# Columbian tegu habitat help.



## Scrounger (Sep 22, 2017)

So I recently got a columbian tegu from a rescuer who didn't have room to keep him. He's currently in my spare 100 gallon tank until I can build him a permanent enclosure. But I have a problem, the minimum height and depth in 3 feet, but the largest door in my house is only 31 inches wide. So, what are my options? I can't build in place, and I don't know if I can make something collapsible that will still hold him. Should I go lower in height so I can move it sideways? Try and build a top half and lower half that bolt together? any ideas?


----------



## beardeddragon111 (Sep 23, 2017)

id suggest a top and bottom half made of 2x4s so theyre easy to put together.

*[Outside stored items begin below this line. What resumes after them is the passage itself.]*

PR #4011, opened 2026-07-27
Provided names

Novampr:
Allows plugins to provide alternative names the plugin goes under, this has 2 good use cases:
- A plugin has changed it's name, but would like the old name present for compatibility reasons
- A plugin is providing another plugins API, and would like other plugins that depend on the API to continue working

### DIFF
--- a/api/src/main/java/net/md_5/bungee/api/plugin/PluginDescription.java
+++ b/api/src/main/java/net/md_5/bungee/api/plugin/PluginDescription.java
@@ -54,4 +54,8 @@ public class PluginDescription
      * Optional libraries.
      */
     private List<String> libraries = new LinkedList<>();
+    /**
+     * Optional provided names.
+     */
+    private List<String> provides = new LinkedList<>();
 }
--- a/api/src/main/java/net/md_5/bungee/api/plugin/PluginDescription.java
+++ b/api/src/main/java/net/md_5/bungee/api/plugin/PluginDescription.java
@@ -55,7 +55,7 @@ public class PluginDescription
      */
     private List<String> libraries = new LinkedList<>();
     /**
-     * Optional provided names.
+     * Optional provided names that act as alternative names for the plugin.
      */
     private List<String> provides = new LinkedList<>();
 }
--- a/api/src/main/java/net/md_5/bungee/api/plugin/PluginDescription.java
+++ b/api/src/main/java/net/md_5/bungee/api/plugin/PluginDescription.java
@@ -56,6 +56,7 @@ public class PluginDescription
     private List<String> libraries = new LinkedList<>();
     /**
      * Optional provided names that act as alternative names for the plugin.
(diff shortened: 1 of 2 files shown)


Outfluencer (approved):

Novampr:
Converting to draft for a moment, this would load plugins multiple times if it provided names

Novampr:
Fixed :+1:

Janmm14:
Does this allow other plugins to be loaded (in correct order) when they (soft)depend on one or multiple of these alternate names?

api/src/main/java/net/md_5/bungee/api/plugin/PluginManager.java
```diff
@@ -11,18 +11,7 @@
...
-import java.util.HashMap;
-import java.util.HashSet;
-import java.util.Iterator;
-import java.util.LinkedHashMap;
-import java.util.List;
-import java.util.Locale;
-import java.util.Map;
-import java.util.Set;
-import java.util.Stack;
+import java.util.*;
```
Janmm14: Bungee codebase does not use star imports

api/src/main/java/net/md_5/bungee/api/plugin/PluginDescription.java
```diff
@@ -54,4 +54,8 @@ public class PluginDescription
      * Optional libraries.
      */
     private List<String> libraries = new LinkedList<>();
+    /**
+     * Optional provided names.
```
Janmm14: Explain more.

api/src/main/java/net/md_5/bungee/api/plugin/PluginManager.java
```diff
@@ -277,8 +266,11 @@ public void loadPlugins()
 
     public void enablePlugins()
     {
+        List<Plugin> enabled = new LinkedList<>();
```
Janmm14: This list doesn't seem to get cleared on disabling.

Janmm14: I would stick with an ArrayList, it is faster in the current use case (iteration caused by contains), and I'm not sure whether we should even keep direct references to plugin classes here or if just noting the name of the plugin would be enough.

Novampr: List no longer needs to exist as provided names are handled in a different way now

api/src/main/java/net/md_5/bungee/api/plugin/PluginDescription.java
Novampr: Added more explaination

api/src/main/java/net/md_5/bungee/api/plugin/PluginManager.java
Novampr: Fixed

I dont really know how to describe it, but if you make your frame correctly from 2x4s it gives you a good flat surface to attach the sections together. This will be nice since youll have one piece that you can dedicate to holding substrate properly and one which you can build your door/frame seperately. Sorry if that didnt really make since.


----------



## FluffyGoo (Sep 26, 2017)

I measured my doors and then had my enclosure built into three separate pieces that were then put together once I got it inside. 
It consisted one large bottom piece and two boxes for each side. 
If you do something similar to that it would help.


----------